▸ **DATASET CONTENT**
━━━━━━━━

Issue #115, opened 2020-01-14
Handling NaN and inf Values for 1-D Matrix Profile Algorithms


mexxexx:
When implementing the SDTS algorithm from the Matrix Profile IV Paper, the matrix profile of a time series containing inf values has to be computed. Such a case is not yet handled in stumpy.

In line with the paper I would propose to ignore all subsequences, where at least one value is nan or inf. The tsmp R project does this, see [here on line 98] (https://github.com/cran/tsmp/blob/master/R/stomp.R). Such a change would require (at least, as for as I have seen) three changes: 
1. Changing the calculate_mean_std function to use the np.strided rolling window approach. This should be done anyways, because then the numpy std and mean functions can be used that should be more numerically stable and optimized.
2. All algorithms that calculate the MP need to keep track of subsequences that have to be skipped and need to replace nan and inf values in the time series (see the implementation in tsmp)
3. Adding a test that contains such values. We could i.e. use the time series [1, 0, 0, inf, 1, 0, 0] with m=3 that should result in the profile [0, inf, inf, inf, 0]

mexxexx:
I implemented this functionality and some tests for STAMP and STOMP and am working on STUMP right now. 
@seanlaw Are you interested in this functionality? Then I could issue a pull request when I'm a bit more advanced

seanlaw:
@mexxexx Yes, we would be interested in taking a look. As you pointed out, the problem is that STUMPY doesn't work when NaN/inf exists within the time series. My hesitation is largely attributed to the fact that I haven't thought about this much but I'm open to it.

> Changing the calculate_mean_std function to use the np.strided rolling window approach. This should be done anyways, because then the numpy std and mean functions can be used that should be more numerically stable and optimized.

Would you mind elaborating a little more on this? We are using stride tricks elsewhere within the code (say, `core.rolling_window`) and I'd like to confirm this statement regarding "numerically stable and optimized". Since the standard deviation/mean are only computed once before a matrix profile is computed, I'm not sure the juice is really worth the squeeze here. Perhaps, the requirement or use case is different for SDTS? Or are you saying that the NumPy functions will handle NaN/infs?

> All algorithms that calculate the MP need to keep track of subsequences that have to be skipped and need to replace nan and inf values in the time series (see the implementation in tsmp)

[...]

PR #122, opened 2020-01-20
Fixed Issue #115

mexxexx:
This pull request fixes issue #115. 

The fix itself is simple. We set the mean value of every sub sequence that contains at least one inf/NaN value to infinity. Afterwards, we replace the values in the sequences with 0 so to not get any computational problems. The marked sub sequences are then considered at two points: When calculating the distance profile of Q with T, we have to set the distance from Q to every illegal sequence in T to infinity, and if Q itself is an illegal sequence, the whole distance profile needs to be set to infinity.


seanlaw:
@mexxexx It looks like the CI is failing on the code formatting. Can you please install and run `black` (for code formatting) and `flake8` (for linting). To run the tests locally, you’ll need to install `pytest-cov` and then you should be able to run the `test.sh` script. This is all done in the CI but handling this on your end will help eliminate minor commits. Let me know if you need any help.

mexxexx:
@seanlaw Sorry, I didn't know I had to run this script. It passes everything now on my machine, with 100% coverage. What is the procedure now?

seanlaw:
Please push the newly formatted (by `black`) code and the tests will be run again above. Right now, it says that all checks have failed because the code is not currently formatted correctly according to the `black` specifications. If you click on “Details” above then you can dig into the error that is causing the check/tests to fail. Let me know if this makes sense or else I am happy to step you through it.

I should add a PR template

mexxexx:
It is still failing because stump.py is not formatted correctly, but if I run the test.sh file on my local machine everything is working fine and black says that no file would be reformatted. Is there anything I am overlooking?
I can gladly open a clean pull request with only one commit once everything works.

seanlaw:
@mexxexx Thank you for the quick turnaround! Indeed, I see the same thing as you (it is fine locally but failing on Azure Pipelines). I've added an extra `--diff` flag to `black` and, hopefully, it'll give us a bit more information. But this seems strange indeed.

Yes, let's get all of the kinks ironed out fully in this PR and then we can move it over to a new PR as a single commit. I've made a couple of minor changes in the code base and so you'll need to merge with the latest version of the code anyways. But let's wait until we figure things out here first.

seanlaw:
@mexxexx Okay, so `black` seems to be inconsistent locally vs on Azure Pipelines. On Azure, even though the `black` version is the same as my local version (19.3b0 on both Mac OSX and Ubuntu), it's complaining about [these lines of code](https://dev.azure.com/stumpy-dev/stumpy/_build/results?buildId=388&view=logs&j=bc65f802-b6e4-57a5-b2d4-87d04d7c1e8a&t=ec05a641-a7e1-516a-589c-80bbb52671b8&l=34) in `stump.py`.

If you wouldn't mind, can you change the following:

```
T_B[
        np.isnan(T_B)
    ] = (
        0
    )  # Only after calculating the first profile we can remove all nan values from T_B
```

into:

```
T_B[
        np.isnan(T_B)
    ] = 0  # Remove all nan values from T_B only after first profile is calculated
```

Let's see if this solves our problem.

seanlaw:
@mexxexx Yes, we've made some progress! It is now failing on one of the [test cases that you've added](https://dev.azure.com/stumpy-dev/stumpy/_build/results?buildId=389&view=logs&j=92a4a009-755e-5cdc-87aa-eb6d35b44c3c&t=f482398c-bb8d-5e44-26d0-845cce732938). Where the results of `naive_mass` doesn't quite match the output of `stump`

mexxexx:
I moved the comment up a line and now at least black is reporting no errors. Now, the tests are failing, what I don't understand, because locally everything seems fine. The fail occurred in one deterministic case, so I really don't understand what is going on... I will try printing out the full results

mexxexx:
Okay, apparently something goes wrong when calculating the matrix profile index. I will have a look if I can find out what, but I'm still confused that it isn't reproducible on my machine...

seanlaw:
@mexxexx I've encountered something like this before and we **_might_** be running up against numerical precision. By the way, this is a fantastic and simple test case that you've put together! Please do not be tempted to change it so that it matches the `stump` function output (even I've been guilty  of being tempted before). I recommend going up a level and printing out the full unmodified distance profile (from `naive_mass` and from `stump`).

mexxexx:
@seanlaw Yes that might be the problem. I printed out the distance profile in stump, first without and then with the exclusion zone applied, and afterward the Matrix Profile Index.

We see the following output 
```
1 [           inf 1.33226763e-15 9.00000000e+00 9.00000000e+00
 1.33226763e-15]
1 [           inf            inf 9.00000000e+00 9.00000000e+00
 1.33226763e-15]
1 4
2 [           inf 9.00000000e+00 1.33226763e-15 9.00000000e+00
 9.00000000e+00]
2 [inf inf inf  9.  9.]
2 3
3 [           inf 9.00000000e+00 9.00000000e+00 1.33226763e-15
 9.00000000e+00]
3 [inf  9. inf inf  9.]
3 4
4 [           inf 1.33226763e-15 9.00000000e+00 9.00000000e+00
 1.33226763e-15]
4 [           inf 1.33226763e-15 9.00000000e+00            inf
            inf]
4 1
```
The weird part is for index i=3 (the lines leading with a three). After applying the exclusion zone we get the distance profile [inf  9. inf inf  9.]. Now the index is the argmin of this array. According to numpy specifications, when having duplicates, it is always the first occurrence, so the result should be 1. This would be in line with the naive_mass result. 

Do you have any ideas why it is 4 and what to do?

seanlaw:
@mexxexx In that particular case (i=3), can you try adding a print statement like:

```
if i == 3:  # you may need to adjust this for zero-based indexing
    if D[1] < D[4]:
        print("Index 1 is smaller")
    elif D[4] < D[1]:
        print("index 4 is smaller")
    else:
        print("Both numbers are identical!")
```

mexxexx:
Good idea! Index 4 actually is smaller... Do you have any idea how to fix this?

seanlaw:
So, for these trickier cases where we have multiple exact matches (which is somewhat rare in the real world) and numerical precision is the culprit, we don't really have much leverage aside from:

1.  looking for approaches that improve the precision.
2. making sure that we perform these types of checks (as we've done above) and then only compare the matrix profile and ignore the indices

seanlaw:
Okay, so I thought about this a little more. What if we choose a different input time series where only one exact match can be found?

stumpy/core.py
```diff
@@ -471,19 +469,27 @@ def mass(Q, T, M_T=None, Σ_T=None):
 
     Q = np.asarray(Q)
     check_dtype(Q)
-    check_nan(Q)
```
seanlaw: Should we remove the `check_nan` function if it isn't being used? I guess it is still being used in `gpu_stump` so, perhaps, we should create a Github issue to add the `np.nan`/`np.inf` stuff to `gpu_stump` and then delete the function afterward

stumpy/core.py
```diff
@@ -471,19 +469,27 @@ def mass(Q, T, M_T=None, Σ_T=None):
...
 
     if Q.ndim != 1:  # pragma: no cover
         raise ValueError(f"Q is {Q.ndim}-dimensional and must be 1-dimensional. ")
+    m = Q.shape[0]
```
seanlaw: I see, you've moved this line up higher. Cool

stumpy/core.py
```diff
@@ -471,19 +469,27 @@ def mass(Q, T, M_T=None, Σ_T=None):
...
     check_dtype(T)
     check_nan(T)
 
     if T.ndim != 1:  # pragma: no cover
         raise ValueError(f"T is {T.ndim}-dimensional and must be 1-dimensional. ")
+    n = T.shape[0]
+
+    if np.any(np.isnan(Q)):
+        distance_profile = np.empty(n - m + 1)
+        distance_profile[
```
seanlaw: We should squash these three lines into a single line and remove the comment. I think this is pretty self-explanatory and is consistent with the rest of the code base

stumpy/core.py
```diff
@@ -471,19 +469,27 @@ def mass(Q, T, M_T=None, Σ_T=None):
...
+            :
+        ] = np.inf  # Setting the Profile to inf if it cannot be calculated
+        return distance_profile
```
seanlaw: This is a personal preference but I tend to like having a single return statement within a function (especially if the function is long) rather than having it short circuit and return halfway through. It could simply be an `if`/`else` statement where we store the output into `distance_profile` in both cases (i.e., set `distance_profile = calculate_distance_profile(m, QT, μ_Q.item(0), σ_Q.item(0), M_T, Σ_T)`) and return `distance_profile` only once at the end. The only thing we are really saving in your version is the intermediate storage of `distance_profile` but I think "future Sean" would thank us for being more explicit. :) 

Again, this is just a personal preference

stumpy/stamp.py
```diff
@@ -59,20 +61,22 @@ def mass(Q, T, M_T, Σ_T, trivial_idx=None, excl_zone=0, left=False, right=False
         if D[:trivial_idx].size:
             IL = np.argmin(D[:trivial_idx])
             PL = D[IL]
-        if zone_start <= IL < zone_stop:
-            IL = -1
+            if PL == np.inf or zone_start <= IL < zone_stop:
```
seanlaw: Maybe this is just how it is showing up on Github but this looks over-indented.

stumpy/stamp.py
```diff
@@ -59,20 +61,22 @@ def mass(Q, T, M_T, Σ_T, trivial_idx=None, excl_zone=0, left=False, right=False
...
+                IL = -1
 
         IR = -1
         PR = np.inf
-        if D[trivial_idx:].size:
-            IR = trivial_idx + np.argmin(D[trivial_idx:])
+        if D[trivial_idx + 1 :].size:
```
seanlaw: What is this "+1" for? Same question below

stumpy/stamp.py
```diff
@@ -59,20 +61,22 @@ def mass(Q, T, M_T, Σ_T, trivial_idx=None, excl_zone=0, left=False, right=False
...
+            IR = trivial_idx + 1 + np.argmin(D[trivial_idx + 1 :])
             PR = D[IR]
-        if zone_start <= IR < zone_stop:
-            IR = -1
+            if PR == np.inf or zone_start <= IR < zone_stop:
```
seanlaw: Over-indented?

stumpy/stomp.py
```diff
@@ -101,36 +116,49 @@ def stomp(T_A, m, T_B=None, ignore_trivial=True):
...
-            m, QT, μ_Q[i].item(0), σ_Q[i].item(0), M_T, Σ_T
-        )
+
+        D = core.calculate_distance_profile(m, QT, μ_Q[i], σ_Q[i], M_T, Σ_T)
         if ignore_trivial:
             zone_start = max(0, i - excl_zone)
             zone_stop = min(k, i + excl_zone)
             D[zone_start:zone_stop] = np.inf
+
+        # If the mean of the query is nan that mean this subsequence should be ignored
```
seanlaw: Change this comment to "Ignore distance profile if query mean is np.nan"

stumpy/stump.py
```diff
@@ -154,11 +154,15 @@ def _calculate_squared_distance_profile(m, QT, μ_Q, σ_Q, M_T, Σ_T):
     denom = m * σ_Q * Σ_T
     denom[denom == 0] = 1e-10  # Avoid divide by zero
     D_squared = np.abs(2 * m * (1.0 - (QT - m * μ_Q * M_T) / denom))
+    # In fastmath mode checking for np.nan is not possible, so we use infs instead
+    D_squared_inf = np.isinf(D_squared)
```
seanlaw: Change to `inf_mask` please

stumpy/stump.py
```diff
@@ -154,11 +154,15 @@ def _calculate_squared_distance_profile(m, QT, μ_Q, σ_Q, M_T, Σ_T):
...
+
     threshold = 1e-7
     if σ_Q < threshold:  # pragma: no cover
         D_squared[:] = m
     D_squared[Σ_T < threshold] = m
     D_squared[(Σ_T < threshold) & (σ_Q < threshold)] = 0
+    D_squared[D_squared_inf] = np.inf
```
seanlaw: Change to `inf_mask` please

stumpy/stump.py
```diff
@@ -154,11 +154,15 @@ def _calculate_squared_distance_profile(m, QT, μ_Q, σ_Q, M_T, Σ_T):
     denom = m * σ_Q * Σ_T
     denom[denom == 0] = 1e-10  # Avoid divide by zero
     D_squared = np.abs(2 * m * (1.0 - (QT - m * μ_Q * M_T) / denom))
+    # In fastmath mode checking for np.nan is not possible, so we use infs instead
```
seanlaw: Can you remind me where else we are checking for `np.nan`? Should this comment be here?

stumpy/stump.py
```diff
@@ -312,28 +316,47 @@ def _stump(
             QT_odd[0] = QT_first[i]
             D = _calculate_squared_distance_profile(m, QT_odd, μ_Q[i], σ_Q[i], M_T, Σ_T)
 
+        # If the mean of the query is inf that mean this subsequence should be ignored
```
seanlaw: Please update this to be consistent with the similar suggestion above.

stumpy/stump.py
```diff
@@ -312,28 +316,47 @@ def _stump(
...
+        if np.isinf(μ_Q[i]):
+            D[:] = np.inf
+        print(i, D)
         if ignore_trivial:
             zone_start = max(0, i - excl_zone)
             zone_stop = min(k, i + excl_zone)
             D[zone_start:zone_stop] = np.inf
+        print(i, D)
```
seanlaw: Please remove

stumpy/stump.py
```diff
@@ -312,28 +316,47 @@ def _stump(
             QT_odd[0] = QT_first[i]
             D = _calculate_squared_distance_profile(m, QT_odd, μ_Q[i], σ_Q[i], M_T, Σ_T)
 
+        # If the mean of the query is inf that mean this subsequence should be ignored
+        if np.isinf(μ_Q[i]):
+            D[:] = np.inf
+        print(i, D)
```
seanlaw: Please remove

stumpy/stump.py
```diff
@@ -312,28 +316,47 @@ def _stump(
...
         if ignore_trivial:
             zone_start = max(0, i - excl_zone)
             zone_stop = min(k, i + excl_zone)
             D[zone_start:zone_stop] = np.inf
+        print(i, D)
 
         I = np.argmin(D)
+        print(i, I)
```
seanlaw: Please remove

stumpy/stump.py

━━━━━━━━

▸ **ASSIGNMENT**
Return nothing but the lines from the first line of the listing through the line with "In line with the paper", please, keeping every one of them unchanged.

▸ **PROBLEM SOLUTION**
Issue #115, opened 2020-01-14
Handling NaN and inf Values for 1-D Matrix Profile Algorithms


mexxexx:
When implementing the SDTS algorithm from the Matrix Profile IV Paper, the matrix profile of a time series containing inf values has to be computed. Such a case is not yet handled in stumpy.

In line with the paper I would propose to ignore all subsequences, where at least one value is nan or inf. The tsmp R project does this, see [here on line 98] (https://github.com/cran/tsmp/blob/master/R/stomp.R). Such a change would require (at least, as for as I have seen) three changes: 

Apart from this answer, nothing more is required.